PR #2772, opened 2025-03-13
 Reward Calculation

imabdulbasit:
This PR:
- handles the new stake table contract events
- adds reward merkle and SQL storage for it
- catchup for reward merkle tree
- reward calculation and distributions

It does not include:
-test for catchup, reward distribution


types/src/v0/impls/stake_table.rs
```diff
@@ -26,84 +37,217 @@ use hotshot_types::{
...
+    // TODO: return RESULT
+    // TODO: Handle consensus keys update event
+    let mut st_map = BTreeMap::new();
+    let mut bls_keys = HashSet::new();
+    let mut schnor_keys = HashSet::new();
+    for (reg, log) in registered {
+        let bls = bls_alloy_to_jf2(reg.blsVk.clone());
+        let state_ver_key = edward_bn254point_to_state_ver(reg.schnorrVk.clone());
+        if bls_keys.contains(&bls) {
+            tracing::error!("bls key {bls:?} already used");
```
sveitser, line 76:
```suggestion
            tracing::warn!("bls key {bls:?} already used");
```

types/src/v0/impls/stake_table.rs
```diff
@@ -26,84 +37,217 @@ use hotshot_types::{
...
+            continue;
+        }
+
+        if schnor_keys.contains(&state_ver_key) {
+            tracing::error!("schnor verifying key {bls:?} already used");
```
sveitser, line 81:
```suggestion
            tracing::warn!("schnor verifying key {bls:?} already used");
```

types/src/v0/impls/stake_table.rs
```diff
@@ -26,84 +37,217 @@ use hotshot_types::{
...
+            continue;
         }
+        st_map.insert(
+            (
+                log.block_number.unwrap(),
+                log.transaction_index.unwrap(),
```
sveitser, line 87: the log index should be the index in the block, so I think we don't need the tx index?

https://docs.rs/alloy/0.12.5/alloy/rpc/types/struct.Log.html#structfield.log_index

types/src/v0/impls/stake_table.rs
```diff
@@ -26,84 +37,217 @@ use hotshot_types::{
...
+    delegated: Vec<(Delegated, Log)>,
+    undelegated: Vec<(Undelegated, Log)>,
+    keys_update: Vec<(ConsensusKeysUpdated, Log)>,
+) -> IndexMap<Address, Validator<BLSPubKey>> {
+    // TODO: return RESULT
+    // TODO: Handle consensus keys update event
+    let mut st_map = BTreeMap::new();
+    let mut bls_keys = HashSet::new();
+    let mut schnor_keys = HashSet::new();
+    for (reg, log) in registered {
```
sveitser, line 72: Add a TODO comment for bls signature verification. We want to move this from the contract to the GCL.

types/src/v0/impls/stake_table.rs
```diff
@@ -26,84 +37,217 @@ use hotshot_types::{
...
+                log.block_number.unwrap(),
+                log.transaction_index.unwrap(),
+                log.log_index.unwrap(),
+            ),
+            DelegationChange::Remove(undelg),
+        );
+    }
+
+    let mut validators = IndexMap::new();
+    for staker in st_map.values() {
```
sveitser, line 132: @imabdulbasit do I understand correctly that we first process all the validator registrations an de-registrations and then the delegations? That seems incorrect to me. I think it's easier to reason about correctness if we process all the events in order, for example by making a an enum that can hold all the events, then sorting that by (block, log_index) and iterating over all the events and process them.

imabdulbasit: oh that there could be multiple events for (block, log_index)?

imabdulbasit: So, my thinking was we only need to process delegation events for validators that exist?

imabdulbasit: So, the (block, log_index) would make each event unique, right? I can make the enum change

imabdulbasit: https://github.com/EspressoSystems/espresso-network/pull/2772/commits/83f18136918149a6f57275631f212ef3b93e06c1

types/src/v0/impls/stake_table.rs
imabdulbasit: added

types/src/v0/impls/stake_table.rs
```diff
@@ -26,84 +37,207 @@ use hotshot_types::{
...
+                account,
+                blsVk,
+                schnorrVk,
+                commission,
+            }) => {
+                // TODO(abdul): BLS and Schnorr signature keys verification
+                let stake_table_key = bls_alloy_to_jf2(blsVk.clone());
+                let state_ver_key = edward_bn254point_to_state_ver(schnorrVk.clone());
+                if bls_keys.contains(&stake_table_key) {
+                    tracing::warn!("bls key {stake_table_key:?} already used");
```
sveitser, line 90: @imabdulbasit Can re return an error from this function for anything that is a bug in the smart contract? This would mean the confirmation layer encounters a bug in the contract so it's IMO best to stop running so that we can investigate. If we return an Error here and then panic in the outer layer at least we will be alerted that something is wrong. I think this is less dangerous than continuing operation after we find a bug in the contract. I think it will also make it more likely we discover bugs in testing and it makes this function easier to test on bad inputs.

imabdulbasit: why is this a bug? Contract supports multiple BLS keys? I thought we would just ignore those events

types/src/v0/impls/reward.rs
```diff
@@ -0,0 +1,421 @@
...
+                    balance
+                },
+            }
+        })?;
+        Ok::<(), anyhow::Error>(())
+    };
+
+    // Distribute leader reward
+    let leader_reward = RewardAmount::from(
+        (U256::from(validator.commission) * block_reward().0) / U256::from(10_000),
```
bfish713, line 347: Where are the magic number `10_000` and `100` below coming from?

types/src/v0/impls/stake_table.rs
sveitser: Currently the contract doesn't allow a BLS key to be used twice. We can of course allow it but it doesn't cost much gas to check and mark as used, it's true that we currently don't do it for schnorr keys but I think we should also do it for schnorr keys. I just catches some potential configuration errors and I don't think we really gain anything from allowing it in the contract.

types/src/v0/impls/reward.rs
```diff
@@ -0,0 +1,421 @@
...
+                    tracing::warn!("overflowed reward balance for account {}", account);
+                    balance
+                },
+            }
+        })?;
+        Ok::<(), anyhow::Error>(())
+    };
+
+    // Distribute leader reward
+    let leader_reward = RewardAmount::from(
```
bfish713, line 346: If the leader has no delegators does this calculation give the leader all the rewards?  I feel like this function is missing a piece where the leader should get rewards based on how much it is personally staking, not just the commissions.  Maybe this is accounted for because the leader is in the delegators?

bfish713 (commented):
It's probably tooo late now, but in the future can you split PRs like this into smaller chunks.  In this PR there are at least 2 distinct peices.  The reward state part and the integration with the new stake table contract.

types/src/v0/impls/reward.rs
imabdulbasit: https://github.com/EspressoSystems/espresso-network/pull/2772/commits/ddf6c0f5dab9c80dbe54bb8bd9123240c7ef28da

types/src/v0/impls/reward.rs
imabdulbasit: Yes, the leader will be among the delegators. I believe the way the contract is designed, the leader will be a delegator if it wants to stake

imabdulbasit: I guess there should a check here that leader is among the delegators?

sequencer/src/api.rs
```diff
@@ -386,6 +393,79 @@ impl<
...
+        &self,
+        instance: &NodeState,
+        height: u64,
+        view: ViewNumber,
+        accounts: &[RewardAccount],
+    ) -> anyhow::Result<RewardMerkleTree> {
+        // Check if we have the desired state in memory.
+        match self
+            .as_ref()
+            .get_reward_accounts(instance, height, view, accounts)
```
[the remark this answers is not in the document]
imabdulbasit: we do fetch it from storage if we don't have them in memory

types/src/v0/impls/reward.rs
```diff
@@ -0,0 +1,425 @@
...
+    mut reward_state: RewardMerkleTree,
+    validator: Validator<BLSPubKey>,
+) -> anyhow::Result<RewardMerkleTree> {
+    let mut update_balance = |account: &RewardAccount, amount: RewardAmount| {
+        reward_state = reward_state.persistent_update_with(account, |balance| {
+            let balance = balance.copied();
+            match balance.unwrap_or_default().0.checked_add(amount.0) {
+                Some(updated) => Some(updated.into()),
+                None => {
+                    tracing::warn!("overflowed reward balance for account {}", account);
```
sveitser, line 337: This seems like a really unexpected error. Should we really continue? It means we cannot actually calculate the correct rewards so it's a breakdown of the protocol. Shouldn't we return an error, panic or whatever.

types/src/v0/impls/reward.rs
```diff
@@ -0,0 +1,425 @@
...
+    update_balance(&RewardAccount(validator.account.to_ethers()), leader_reward)?;
+
+    let delegators_reward = block_reward()
+        .checked_sub(&leader_reward)
+        .context("overflow")?;
+    // Distribute delegator rewards
+    let total_stake = validator.stake.to_ethers();
+    for (delegator_address, delegator_stake) in &validator.delegators {
+        let delegator_reward = RewardAmount::from(
+            delegator_stake.to_ethers() * U256::from(delegators_reward) / total_stake,
```
sveitser, line 358: Can we rip the reward computation out into a pure function so we can write some unittests for it? It seems correct to me but I think it would be nice is if we had some tests that we don't lose anything due to rounding errors.

Also we don't have overflow checks for the multiplication and in release mode it will overflow, I think it shouldn't happen here either, but if it's going to happen, here it's more likely here than when updating balances.

imabdulbasit: https://github.com/EspressoSystems/espresso-network/pull/2772/commits/69f42ceca394a959a51930b8d5ad821ba6ff694b

types/src/v0/impls/reward.rs
imabdulbasit: https://github.com/EspressoSystems/espresso-network/pull/2772/commits/0db1340254018a76e0ec25ad91351e9576a4969c

sequencer/api/catchup.toml
```diff
@@ -80,4 +80,27 @@ This Endpoint fetches a leaf chain which decides a specified block height.  This
 For catching up the stake table, where `:height` is the block height of the epoch root you want to catchup to
 
 Returns a list of leaves which includes `:height` as the last leaf and should prove the block with `:height` was decided.  
-"""
\ No newline at end of file
+"""
+
+[route.reward_account]
+PATH = ["/:height/:view/reward-account/:address"]
```
sveitser, line 86: Why do we require a height and a view number to query rewards? In the implementation it looks like the height isn't used except for logging. It would seem more natural to me if we could look up reward balances by height and not view number.

sequencer/src/api.rs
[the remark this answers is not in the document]
sveitser: I mean that at each layer we should keep the accounts that we found and then only get the ones we didn't find from the next layer.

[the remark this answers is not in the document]
sveitser: I think we can do it as follow up work though, since this shouldn't affect basic correctness of this first implementation.

sequencer/api/catchup.toml
sveitser: ah sorry missed that this is the catchup API

sequencer/src/api.rs
```diff
@@ -386,6 +393,79 @@ impl<
...
+                // at all, we can create a new view based on the recovered leaf and add it to
+                // our state map. In this case, we must also add the leaf to the saved leaves
+                // map to ensure consistency.
+                let mut state = ValidatedState::from_header(leaf.block_header());
+                state.reward_merkle_tree = tree.clone();
+                (Arc::new(state), None)
+            },
+        };
+        if let Err(err) = consensus.update_leaf(leaf, Arc::clone(&state), delta) {
+            tracing::warn!(?view, "cannot update fetched account state: {err:#}");
```
sveitser, line 463: Do you know why this could happen? And if it happens, is it safe to continue?

sequencer/api/migrations/sqlite/V304__reward_merkle_tree.sql
```diff
@@ -0,0 +1,14 @@
+CREATE TABLE reward_merkle_tree (
+  path JSONB NOT NULL,
```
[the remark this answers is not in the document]
imabdulbasit: Thanks for pointing this out. this should be JSONB as we had a migration for postgres to change array to jsonb

sequencer/src/api.rs
imabdulbasit: can only happen if the Consensus::update_validated_state_map() fails, which can only fail in two conditions: 
new update has `None` for delta and existing view has a delta, this means new view has less info than existing stored data. The other case is if we are not updating the Leaf i.e ViewInner is not the leaf which won't hit in this case.


I think its okay to return accounts even if we can't update the state but I am not too sure

sequencer/api/migrations/sqlite/V304__reward_merkle_tree.sql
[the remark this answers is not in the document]
imabdulbasit: https://github.com/EspressoSystems/espresso-network/pull/2772/commits/6b7422b53ea5ad5fbe02cb9f77db66eadd9c32ef

types/src/v0/impls/reward.rs
```diff
@@ -0,0 +1,496 @@
...
+    let validator = membership.get_validator_config(&epoch, leader).unwrap();
+    let mut reward_accounts = vec![validator.account.to_ethers().into()];
+    let delegators = validator
+        .delegators
+        .keys()
+        .cloned()
+        .map(|a| a.to_ethers().into())
+        .collect::<Vec<RewardAccount>>();
+
+    reward_accounts.extend(delegators.clone());
```
sveitser, line 421: @imabdulbasit if the validator is also a delegator we will have it twice in the `reward_accounts`. It's fine I guess but we could use a set to avoid it.

imabdulbasit: https://github.com/EspressoSystems/espresso-network/pull/2772/commits/ebe341b390c4222fe0d135a8065b2ee85f0da61a

types/src/v0/impls/stake_table.rs
```diff
@@ -26,89 +30,254 @@ use hotshot_types::{
...
+                validator_entry.stake = validator_entry
+                    .stake
+                    .checked_sub(amount)
+                    .with_context(|| "stake is less than undelegated amount")?;
+
+                let delegator_stake = validator_entry
+                    .delegators
+                    .get_mut(&delegator)
+                    .with_context(|| format!("delegator {delegator:#x} not found"))?;
+                *delegator_stake = delegator_stake.checked_sub(amount).unwrap();
```
sveitser, line 142: This should not be unwrap but return an error like above `delegated amount less than undelegated amount`

imabdulbasit: https://github.com/EspressoSystems/espresso-network/pull/2772/commits/fc8d14dc3780c6d5295723e136e92aba8d1ec2bb

types/src/v0/impls/stake_table.rs
```diff
@@ -26,89 +30,254 @@ use hotshot_types::{
...
+fn validate_validaors(validators: IndexMap<Address, Validator<BLSPubKey>>) -> anyhow::Result<()> {
+    for (address, validator) in validators {
+        // Ensure validator has at least one delegator
+        if validator.delegators.is_empty() {
+            bail!("Validator {address:?} must have at least one delegator",);
+        }
+
+        // Ensure total stake is not zero
+        if validator.stake.is_zero() {
+            bail!("Validator {address:?} must have a non-zero total stake",);
```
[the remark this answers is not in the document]
imabdulbasit: ah okay, it looks a bit weird to have validator with 0 stake but yeah we need to remove and not return an err

types/src/v0/impls/stake_table.rs
```diff
@@ -167,61 +323,92 @@ struct Committee {
...
-                )
-            })
-            .collect();
+        self.state.insert(
+            epoch,
+            EpochCommittee {
+                eligible_leaders: self.non_epoch_committee.eligible_leaders.clone(),
+                stake_table,
+                validators,
+                address_mapping: HashMap::new(),
```
sveitser, line 374: This should be the computed `address_mapping` I think.

imabdulbasit: https://github.com/EspressoSystems/espresso-network/pull/2772/commits/53df0ee1e26943fd5a2dcc996edf7687aecac31a

sveitser (approved):
I do think we will discover a few bugs once we add more tests and follow up work but I think this is a good start and already huge PR and we should merge it.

■ **Work to complete**
Your output should be the listing's lines, exact and complete, from its first line to the line that contains "sveitser, line 87: the", inclusive.

■ **Solution to this exercise**
PR #2772, opened 2025-03-13
 Reward Calculation

imabdulbasit:
This PR:
- handles the new stake table contract events
- adds reward merkle and SQL storage for it
- catchup for reward merkle tree
- reward calculation and distributions

It does not include:
-test for catchup, reward distribution


types/src/v0/impls/stake_table.rs
```diff
@@ -26,84 +37,217 @@ use hotshot_types::{
...
+    // TODO: return RESULT
+    // TODO: Handle consensus keys update event
+    let mut st_map = BTreeMap::new();
+    let mut bls_keys = HashSet::new();
+    let mut schnor_keys = HashSet::new();
+    for (reg, log) in registered {
+        let bls = bls_alloy_to_jf2(reg.blsVk.clone());
+        let state_ver_key = edward_bn254point_to_state_ver(reg.schnorrVk.clone());
+        if bls_keys.contains(&bls) {
+            tracing::error!("bls key {bls:?} already used");
```
sveitser, line 76:
```suggestion
            tracing::warn!("bls key {bls:?} already used");
```

types/src/v0/impls/stake_table.rs
```diff
@@ -26,84 +37,217 @@ use hotshot_types::{
...
+            continue;
+        }
+
+        if schnor_keys.contains(&state_ver_key) {
+            tracing::error!("schnor verifying key {bls:?} already used");
```
sveitser, line 81:
```suggestion
            tracing::warn!("schnor verifying key {bls:?} already used");
```

types/src/v0/impls/stake_table.rs
```diff
@@ -26,84 +37,217 @@ use hotshot_types::{
...
+            continue;
         }
+        st_map.insert(
+            (
+                log.block_number.unwrap(),
+                log.transaction_index.unwrap(),
```
sveitser, line 87: the log index should be the index in the block, so I think we don't need the tx index?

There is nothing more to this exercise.